Again there was a gust of laughter from the gallery, but it was nervous, and then the jury twisted in their seats uncomfortably.

Wingfield kept his temper this time. “I seldom wear this attire when I go swimming, Mr. Hooper. And I have never jumped into the Thames to save a customs officer, or to drown one. Tell me, after the smaller man had struck out to swim across the river, what did you do?”

“I helped Mr. Monk pull the big man out of the water and up onto the wharf. We tried to get the water out of his lungs and bring him round but he was too far gone.”

“A sufficiently hard blow to the side of the head will do that, don’t you agree?”

“If he hadn’t panicked an’ tried to drown Mr. Monk, he’d have been all right.”

“Maybe he was frightened because he couldn’t swim, and he knew Mr.

Monk wanted to drown him?” Wingfield suggested mildly.

“If he was as deep into letting the prisoner go, and trying to blame us for it, then he’d be more use to us alive,” Hooper pointed out.

“Your loyalty is to be commended,” Wingfield responded. “Unless, of course, it amounts to complicity? Could that be the case, Mr. Hooper?”

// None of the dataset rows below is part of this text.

Issue #3406, opened 2023-05-16
The internal constructor is not properly created in mgmt/HLC when the model does not include deserialization


ArcturusZhang:
The way we build the constructors in mgmt/HLC and DPG is different.

Currently in mgmt/HLC, the constructor is not properly initialized when the model does not need the deserialization.
It works well - but since the model factory needs the internal constructor regardless the model has deserialization or not.

Issue #3353, opened 2023-05-04
TypeSpec: .NET JSON serialization/deserialization for enums -- add generation of a custom converter?


trrwilson:
When defining an enum type in TypeSpec, e.g. 

```
enum Foo {
  first,
  second
}
```

The C# emitter generates a nice "enum-like class" that looks something like (partial):

```
public partial readonly struct Foo : IEquatable<Foo>
{
    private readonly string _value;

    public Foo(string value)
    {
        _value = value ?? throw new ArgumentNullException(nameof(value));
    }
    ...
    public static Foo First { get; } = new Foo(...);
    public static Foo Second { get; } = new Foo(...);
    ...
    public override string ToString() => _value;
}
```

Older versions of .NET don't automatically support `System.Json.Text.Serialization` capabilities for non-property / private fields, so calling `System.Json.Text.Serialization.JsonSerializer.Serialize(new Foo("hello"))` will *not* serialize the `value` string as intended. And subsequent deserialization will of course not be able to reflect the original object.

I think it's fairly easy to address this, fortunately. If the emitter can first create a customer converter (`FooConverter.cs`):

```
internal class FooConverter : JsonConverter<Foo>
{
    public override Foo Read(ref Utf8JsonReader reader, Type _, JsonSerializerOptions __) => new Foo(reader.GetString());
    public override void Write(Utf8JsonWriter writer, Foo value, JsonSerializerOptions _) => writer.WriteStringValue(value.ToString());
}
```

...and then the generated enum-like struct/class is attributed:

```
[JsonConverter(typeof(FooConverter))]
public partial readonly struct Foo: IEquatable<Foo>
{
...
```

...then I think everything ends up happy. This is possible now for emitter consumers via doing the above in custom code, but it'd be nice if were auto-generated.

trrwilson:
Cross-link to progenitor report: https://github.com/Azure/azure-sdk-for-net/issues/35963

ArcturusZhang:
FYI the public serialization is an ongoing feature developing in Azure.Core, here is a PR for it: https://github.com/Azure/azure-sdk-for-net/pull/35946
Once this is finalized, we will update our SDK to make sure every model in the SDK will implement the new `Azure.IJsonSerializable` which allows you to write a generic converter (we may or may not provide a factory method to do that - this is not discussed yet)
But nevertheless, I believe this public serialization feature will solve this issue and currently we should not do anything until the public serialization is ready.

[...]

Issue #2351, opened 2022-06-21
Make serialization of DPG-generated models available in the public API


annelo-msft:
Currently, Azure SDK models are written to/read from wire formats internally in service methods on a client.

This tracks the work to design and implement serialization as part of the public API.  Before starting this work, we will need to formalize requirements for this.

[Description TBD]

ArthurMa1978:
Customer report similar ask here https://github.com/Azure/azure-sdk-for-net/issues/31095

PR #3434, opened 2023-05-24
Update serialization code to use new signatures

m-nash:
Fixes https://github.com/Azure/autorest.csharp/issues/3406
Fixes https://github.com/Azure/autorest.csharp/issues/3353
Fixes https://github.com/Azure/autorest.csharp/issues/2351
Fixes https://github.com/Azure/azure-sdk-for-net/issues/16977

# Description
This change is a draft to support this issue https://github.com/Azure/autorest.csharp/issues/3427.  We want to generate the models used for testing to avoid any copy paste issues in the serialization code.

# Checklist

# Ready to Land?


src/AutoRest.CSharp/Common/Generation/Writers/SerializationWriter.cs
```diff
@@ -176,62 +189,278 @@ private static void WriteXmlDeserialize(CodeWriter writer, TypeDeclarationOption
...
+            writer.Line();
+        }
 
-                if (discriminator is not null && discriminator.HasDescendants)
+        private static void WriteInternalDeserialize(CodeWriter writer, TypeDeclarationOptions declaration, JsonObjectSerialization serialization, CSharpType modelSerializableType, bool isUnknownDerivedType, string deserializeMethod)
+        {
+            FormattableString signatureLine = $"internal static {modelSerializableType.Arguments[0]} {deserializeMethod}({typeof(JsonElement)} element, {typeof(ModelSerializerOptions)} options = default)";
+            if (isUnknownDerivedType)
+            {
+                writer.Line($"{signatureLine} => Deserialize{declaration.Name.Remove(0, 7)}(element, options);");
```
ArcturusZhang, line 279: The expression `declaration.Name.Remove(0, 7)` is fragile because it depends on the hard-coded word `Unknown`.
If we would like to remove the word unknown from its name, I assume we want to call the deserialization method on its base class, therefore could we do this:
```suggestion
                writer.Line($"{signatureLine} => Deserialize{serialization.ObjectType!.BaseType.Declaration.Name}(element, options);");
```
I believe it might be better if every `ObjectType` could have a property to store the name of its deserialization method. If we have that, we could have:
```suggestion
                writer.Line($"{signatureLine} => {serialization.ObjectType!.BaseType.DeserializationMethodName}(element, options);");
```

src/assets/Generator.Shared/IXmlSerializable.cs
```diff
@@ -4,6 +4,7 @@
 #nullable enable
 
 using System.Xml;
+using Azure.Core.Serialization;
```
ArcturusZhang, line 7: why we need to add this when the code does not change anything?

src/assets/Generator.Shared/PageableHelpers.cs
```diff
@@ -19,22 +20,24 @@ internal static class PageableHelpers
         private static readonly byte[] DefaultItemPropertyName = Encoding.UTF8.GetBytes("value");
         private static readonly byte[] DefaultNextLinkPropertyName = Encoding.UTF8.GetBytes("nextLink");
 
+        public delegate T ValueFactory<T>(JsonElement element, ModelSerializerOptions? options = default);
```
ArcturusZhang, line 23: well this is good for readability, if we could do the same for other delegates in the Create(Async)Pageable helper methods would also be great.
But I assume we could do that later since everything is good to work

src/assets/Generator.Shared/XmlWriterExtensions.cs
```diff
@@ -5,6 +5,7 @@
 
 using System;
 using System.Xml;
+using Azure.Core.Serialization;
```
ArcturusZhang, line 8: Maybe this is not necessary?

src/AutoRest.CSharp/Common/Output/Models/Types/ObjectType.cs
```diff
@@ -33,6 +33,29 @@ protected ObjectType(string defaultNamespace, SourceInputModel? sourceInputModel
...
         }
 
+        private bool? isUnknownDerivedType;
+        public bool IsUnknownDerivedType => isUnknownDerivedType ??= EnsureUnknownDerivedType();
+        public bool EnsureUnknownDerivedType()
+        {
+            if (!Type.Equals(Discriminator?.DefaultObjectType?.Type))
+                return false;
+
+            if (!Declaration.Name.StartsWith("Unknown", StringComparison.Ordinal))
```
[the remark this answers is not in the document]
m-nash: I think the challenge is in the multiple layer tree.  For example the `body-complex` project in TestServerProjects has a salmon which is a base type of SmartSalmon but the unknown type for the tree is `UnknownFish`.  Discriminator.DefaultObjectType in this case comes out to be Salmon, not UnknownFish which means that it will think this is the unknown type even though it is not.  I believe this check is fine as long as the first check above it is there as well.  We should never have a class actually named the same.

src/AutoRest.CSharp/Common/Output/Models/Types/ObjectTypeConstructor.cs
```diff
@@ -11,27 +13,79 @@ namespace AutoRest.CSharp.Output.Models.Types
...
                      Initializer: new(isBase: true, baseConstructor?.Signature.Parameters ?? Array.Empty<Parameter>())),
                  initializers,
-                 baseConstructor)
+                 type,
+                 baseConstructor,
+                 createInternal)
         {
         }
 
+        public ObjectTypeConstructor? InternalCtor { get; }
```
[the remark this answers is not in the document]
m-nash: We don't want to bleed the new `RawData` onto the serialization signatures as this is used to do many things including ModelFactory etc.  If we added it to the signatures directly we would need to change many places that consume this property to then ignore it sometimes.  I went this way for now as it was far less code to change.  If you feel we should address this I can open a follow up issue to track but I prefer to not do that as part of this change here.

src/AutoRest.CSharp/Common/Generation/Writers/SerializationWriter.cs
```diff
@@ -42,13 +43,17 @@ public void WriteSerialization(CodeWriter writer, TypeProvider schema)
...
-            => WriteObjectSerialization(writer, model, model.Declaration, model.JsonSerialization, model.XmlSerialization, model.IsStruct, model.IncludeSerializer, model.IncludeDeserializer);
+            => WriteObjectSerialization(writer, model, model.Declaration, model.JsonSerialization, model.XmlSerialization);
 
-        private void WriteObjectSerialization(CodeWriter writer, SerializableObjectType model, TypeDeclarationOptions declaration, JsonObjectSerialization? jsonSerialization, XmlObjectSerialization? xmlSerialization, bool isStruct, bool includeSerializer, bool includeDeserializer)
+        private void WriteObjectSerialization(CodeWriter writer, SerializableObjectType model, TypeDeclarationOptions declaration, JsonObjectSerialization? jsonSerialization, XmlObjectSerialization? xmlSerialization)
         {
             var hasJson = jsonSerialization != null;
             var hasXml = xmlSerialization != null;
 
+            var typeOfT = model.IsUnknownDerivedType ? model.EnumerateHierarchy().Skip(1).First().Type : model.Type;
```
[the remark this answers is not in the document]
m-nash: SerializableObjectType doesn't have a `BaseType` property but we could do this
```c#
            var typeOfT = model.IsUnknownDerivedType ? model.Inherits!.Implementation!.Type : model.Type;
```

src/assets/Generator.Shared/PageableHelpers.cs
m-nash: Do you mind opening a tracking item for this in azure-sdk-for-net since this file has moved with all other shared source?

https://github.com/Azure/azure-sdk-for-net/pull/38399

eng/DownloadSharedSource.ps1
```diff
@@ -19,8 +19,8 @@ Write-Host "git sparse-checkout init"
 git sparse-checkout init
 Write-Host "git sparse-checkout set --no-cone $azCoreSharedPath $armCoreSharedPath"
 git sparse-checkout set --no-cone $azCoreSharedPath $armCoreSharedPath
-Write-Host "git checkout"
-git checkout
+Write-Host "git checkout mnash-updatePageableHelpers"
```
pshao25, line 22: By accident?

samples/AppConfiguration/Generated/AppConfigurationModelFactory.cs
```diff
@@ -10,20 +10,20 @@ namespace AppConfiguration.Models
...
     public static partial class AppConfigurationModelFactory
     {
-        /// <summary> Initializes a new instance of Key. </summary>
+        /// <summary> Initializes a new instance of <see cref="Key"/>. </summary>
         /// <param name="name"></param>
         /// <returns> A new <see cref="Models.Key"/> instance for mocking. </returns>
         public static Key Key(string name = null)
         {
-            return new Key(name);
+            return new Key(name, default);
```
pshao25, line 18: Just curious, isn't it a problem when service add a new property to this model and the constructor becomes like `internal Key(string name, string additionalProperty)`?

samples/AppConfiguration/Generated/Models/Key.Serialization.cs
```diff
@@ -5,29 +5,107 @@
...
+            if (_rawData is not null && options.Format == ModelSerializerFormat.Json)
+            {
+                foreach (var property in _rawData)
+                {
+                    writer.WritePropertyName(property.Key);
+#if NET6_0_OR_GREATER
+				writer.WriteRawValue(property.Value);
+#else
+                    JsonSerializer.Serialize(writer, JsonDocument.Parse(property.Value.ToString()).RootElement);
+#endif
```
pshao25, line 35: Should we align these two lines?

samples/AppConfiguration/Generated/Models/Key.Serialization.cs
```diff
@@ -5,29 +5,107 @@
...
+                }
+            }
+            writer.WriteEndObject();
+        }
+
+        internal static Key DeserializeKey(JsonElement element, ModelSerializerOptions options = default)
         {
+            options ??= ModelSerializerOptions.DefaultWireOptions;
```
pshao25, line 43: Did I miss anything? Because I didn't see any places that you are handling the `DefaultWireOptions` option.

src/AutoRest.CSharp/Common/Generation/Writers/JsonCodeWriterExtensions.cs
```diff
@@ -641,6 +659,10 @@ public static void WriteObjectInitialization(this CodeWriter writer, JsonObjectS
             {
                 writer.Line($"{objAdditionalProperties.Type} {dictionaryVariable:D} = new {objAdditionalProperties.Type}();");
             }
+            else if (serialization.ObjectType is not null && serialization.ObjectType.HasRawDataInHeirarchy)
+            {
+                writer.Line($"{Parameter.RawData.Type} rawData = new {Parameter.RawData.Type}();");
```
pshao25, line 664: Shouldn't the `rawData` be a variable? What if there is a property called `rawData`?

samples/AppConfiguration/Generated/Models/LabelListResult.Serialization.cs
```diff
@@ -5,22 +5,65 @@
...
+        {
+            options ??= ModelSerializerOptions.DefaultWireOptions;
+
             if (element.ValueKind == JsonValueKind.Null)
             {
                 return null;
             }
             Optional<IReadOnlyList<Label>> items = default;
             Optional<string> nextLink = default;
+            Dictionary<string, BinaryData> rawData = new Dictionary<string, BinaryData>();
```
pshao25, line 66: Should we pass options to below `Label.DeserializeLabel(item)` at line 78 as well?

eng/DownloadSharedSource.ps1
m-nash: No this was on purpose because I needed a non merged version but I have updated it back to main since that was merged into main here https://github.com/Azure/azure-sdk-for-net/pull/38399

samples/AppConfiguration/Generated/Models/Key.Serialization.cs
m-nash: For some reason roslyn isn't able to get this right inside #if statements.  We can open a tracking issue for this if we want to try to solve it later but its a long standing formatting issue.

src/AutoRest.CSharp/Common/Generation/Writers/JsonCodeWriterExtensions.cs
m-nash: Not sure I follow the question it is a `field` not a `property`

pshao25: You could try 
```
model Test {
  rawData: string;
}
```
and then the deserialize function will have two `rawData`
```C#
string rawData = default;
Dictionary<string, BinaryData> rawData = new Dictionary<string, BinaryData>();
```

m-nash: Gotcha, perhaps we call it `__rawData` and then name the stack variable `_rawDAta` so that the chance of conflict is much lower, nearly zero.

pshao25: Why not we just do something like:
```C#
var rawDataVariable = new CodeWriterDeclaration("rawData");
writer.Line($"{Parameter.RawData.Type} {rawDataVariable:D} = new {Parameter.RawData.Type}();");
```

Rathbone stood up again. “My lord, since that is not the case, the question is hypothetical. Mr. Hooper has not been charged with anything, and the jury should not be misled into thinking he has. My learned friend is accusing him at once of loyalty…and of disloyalty.”

“Misplaced loyalty,” Wingfield corrected him a trifle condescendingly.

“Loyalty to the truth,” Rathbone replied.

“That remains to be seen,” Wingfield snapped, but he dismissed Hooper, passing him over to Rathbone.

Rathbone hesitated only slightly. Probably Monk, sitting high up in the dock, was the only one who knew him well enough to notice it.